PROBLEM STATEMENT: In the records below, find every line with the word "needed" and copy it.

DATA TO USE:

PR #247, opened 2015-11-17
Fix invalid YAML format

### LINKED ISSUE #246: Prepare the YAML configuration files for Symfony 3
I'm trying to make this demo app work with Symfony 3. Right now it's impossible because KnpPaginatorBundle is not compatible with 3. However, I managed to make it work somehow and I'm seeing these deprecation errors:

```
The file "app/config/services.yml" does not contain valid YAML.

The reserved indicator "@" cannot start a plain scalar; you need to
quote the scalar at line 16 (near "arguments: [@markdown, %app_locales%]").
```

In `services.yml` we need to wrap with quotes any string that starts with `@` or `%`. If you want to submit a pull request to solve this issue, please use single quotes instead of double quotes. Thanks!

bocharsky-bw:
Resolve #246

### DIFF
--- a/app/config/routing.yml
+++ b/app/config/routing.yml
@@ -5,7 +5,7 @@
 # the routes in YAML, XML or PHP files.
 # See http://symfony.com/doc/current/book/routing.html
 app:
-    resource: @AppBundle/Controller/
+    resource: '@AppBundle/Controller/'
     type:     annotation
     prefix:   /{_locale}
     requirements:
@@ -23,5 +23,5 @@ homepage:
         _locale: %app_locales%
     defaults:
         _controller: FrameworkBundle:Template:template
-        template:    'default/homepage.html.twig'
-        _locale:     "%locale%"
+        template:    default/homepage.html.twig
+        _locale:     %locale%
--- a/app/config/services.yml
+++ b/app/config/services.yml
@@ -12,7 +12,7 @@ services:
     app.twig.app_extension:
         public:    false
         class:     AppBundle\Twig\AppExtension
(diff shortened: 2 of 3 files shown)


app/config/routing.yml
```diff
@@ -9,9 +9,9 @@ app:
     type:     annotation
     prefix:   /{_locale}
     requirements:
-        _locale: %app_locales%
+        _locale: '%app_locales%'
```
javiereguiluz: I thought '%' also needed escaping :confused:

bocharsky-bw: What about to keep quotes for parameters (wrapped with `%`) anyway?

bocharsky-bw: Hm, seems Symfony plugin's autocomplete work incorrectly when `%` in quotes (it's doubled `%`), so I reverted changes for parameters, thanks @xabbuh !

xabbuh: Well, it should work the same whether or not you use quotes. So I suggest to report this to the Symfony plugin if it isn't already a known issue.

bocharsky-bw: OK, I created an [issue](https://github.com/Haehnchen/idea-php-symfony2-plugin/issues/624)

stof: ``%`` is not special in Yaml 2, so quoting is not necessary. The symfony-docs quotes it all the time because the Pygments highlighter follows the rule of Yaml 1.1 where quoting was needed

javiereguiluz:
Thanks @bocharsky-bw.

TASK OUTPUT:
javiereguiluz: I thought '%' also needed escaping :confused:
stof: ``%`` is not special in Yaml 2, so quoting is not necessary. The symfony-docs quotes it all the time because the Pygments highlighter follows the rule of Yaml 1.1 where quoting was needed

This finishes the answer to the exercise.